Collected data entries:
● ● ● ● ●

PR #4298, opened 2021-04-21
Make old template use HTML doctype

scottcwilson:


lat9:
For what purpose?  There's much, much more to an HTML-5 rendering than just the HTML doctype.

scottcwilson:
The Google Lighthouse test complains if it's not there.   This will also bring it into alignment with Responsive Classic.

PR #4308, opened 2021-05-01
Don't call php_uname if exec disabled

scottcwilson:
Doing so will cause a PHP log on systems where php_uname() "has been disabled for security reasons."


drbyte:
Hmmm ... on second thought, this doesn't actually solve the issue does it?

scottcwilson:
It's a pretty rare condition.  Hopefully hosters are becoming less clueless over time. :)

scottcwilson:
Disabling exec is not uncommon at all.  Disabling php_uname is unique to this induhvidual.

PR #4311, opened 2021-05-02
V157 category product listing c path navigation

### LINKED ISSUE #4310: ZC1.5.7c Catalog navigation within admin is inconsistent, cPath does not represent the full current path
After the significant changes made to ZC 1.5.7 in the catalog navigation area, when navigating the catalog within the admin,
1 the Back button does not consistently return to the category that is the parent of the current category, 
2 the GOTO dropdown sets `cPath` to the category being sought but not the `cPath` path of the destination category and
3 when clicking on a sub-category that has a full link that includes the cPath parent/child relationship the page that is open resolves to a `cPath` of just the current category.

Currently running on PHP 8.0; however, had noticed in PHP 7.2 on up.

MySQL:  5.7.29
No Plugins interacting with `cPath` as through `$_POST/$_GET` modification/sanitization.
Compared against 1.5.6.

Login to admin with demo product.
navigate to Catalog, Categories/Products
To show this as logically as I can think:
Click specifically on the area between the words 'A Top Level Cat' and '0 of 0 active'. (row associated with category 33 that responds to the javascript of the page.
This navigates to the expected `admin/index.php?cmd=category_product_listing&page=0&cPath=33`
Now click in the same fashion for 'SubLevel 2 A' which will navigate to `admin/index.php?cmd=category_product_listing&page=0&cPath=34` which has the unexpected `cPath=34` instead of the full cPath of `cPath=33_34`.
Again do this for 'Sub Sub Cat 2A1'.  Arrive at: `admin/index.php?cmd=category_product_listing&page=0&cPath=40` Again `cPath=40` instead of `cPath=33_34_40`.
Ok, so what's the big deal?
Press the back button at the bottom of the page:
Tada, returned to the root of the catalog.

Now, instead of clicking on the area between the category text and the designation of product within the category, select the text of the category name: 'A Top Level Cat':
Again: `admin/index.php?cmd=category_product_listing&page=0&cPath=33`
Now select the text of the category 'SubLevel 2 A':
This time: `admin/index.php?cmd=category_product_listing&page=0&cPath=33_34`.
Now select the text of the category 'Sub Sub Cat 2A1' and:
This time: `admin/index.php?cmd=category_product_listing&page=0&cPath=33_34_40`
Now press the back button at the bottom of the page...
`admin/index.php?cmd=category_product_listing&page=0&cPath=33_34`

Ok, cool.
Now, go to the top of the screen and use the Go To: dropdown.  Actively select 'Sub Sub Cat 2A1' and note that again the path result is: `admin/index.php?cmd=category_product_listing&page=0&cPath=40`, again selecting the back button at the bottom of the page returns to the root of the store...

So what's wrong?
The javascript process uses the link information of `data-cid` which is populated with the category_id of the destination category instead of building a cPath based off of the current category concatenated with the parent's cPath.
The goto dropdown post's its value as cPath using only the category id for each category and not the cPath information. Correcting this takes two parts, to make the value for each category "record" have the cPath for the 'id' and to feed zen_draw_pull_down_menu the cPath associated with the current category. 

Unfortunately, it appears that to apply corrections to this requires bringing in the catalog side function: `zen_get_generated_category_path_rev`, at least it seems to be the only function that I've found that would assemble that full cPath "correctly". If there is another such function the I could potentially use it in place of what I will be proposing in a moment.

While working that as well and reviewing the associated page links, it got to me that the browser link included a page parameter for anything that wasn't page 2 or greater (e.g., page=0 predominantly). I addressed that as well, but will include as a separate commit where possible.

mc12345678:
Restore category_product_listing navigation 806d6a8
Generated shared functions file to allow admin access to `zen_get_generated_category_path_rev` from the admin.
Fixes #4310

Refactor to display page parameter only on pages 2 and up.


mc12345678:
However closely or distant this may relate, issue #4170 ***may*** provide a portion of the solution attempted here. I have not attempted to apply that where the "dropdown" is used. There is one fix/correction that is unrelated to the "dropdown" but directly related to `cPath` navigation. There are other commits in this PR to address page numbering, code refactoring, SQL statement refactoring, generation/incorporation of a shared function file and just general code spacing (though may not include curly parentheses realignment).

scottcwilson:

● ● ● ● ●

The task:
Transcribe the records above exactly, beginning at the line that contains "Now press the" and ending with the line that contains "The goto dropdown post's", both included, and nothing else.

Answer to this problem:
Now press the back button at the bottom of the page...
`admin/index.php?cmd=category_product_listing&page=0&cPath=33_34`

Ok, cool.
Now, go to the top of the screen and use the Go To: dropdown.  Actively select 'Sub Sub Cat 2A1' and note that again the path result is: `admin/index.php?cmd=category_product_listing&page=0&cPath=40`, again selecting the back button at the bottom of the page returns to the root of the store...

So what's wrong?
The javascript process uses the link information of `data-cid` which is populated with the category_id of the destination category instead of building a cPath based off of the current category concatenated with the parent's cPath.
The goto dropdown post's its value as cPath using only the category id for each category and not the cPath information. Correcting this takes two parts, to make the value for each category "record" have the cPath for the 'id' and to feed zen_draw_pull_down_menu the cPath associated with the current category. 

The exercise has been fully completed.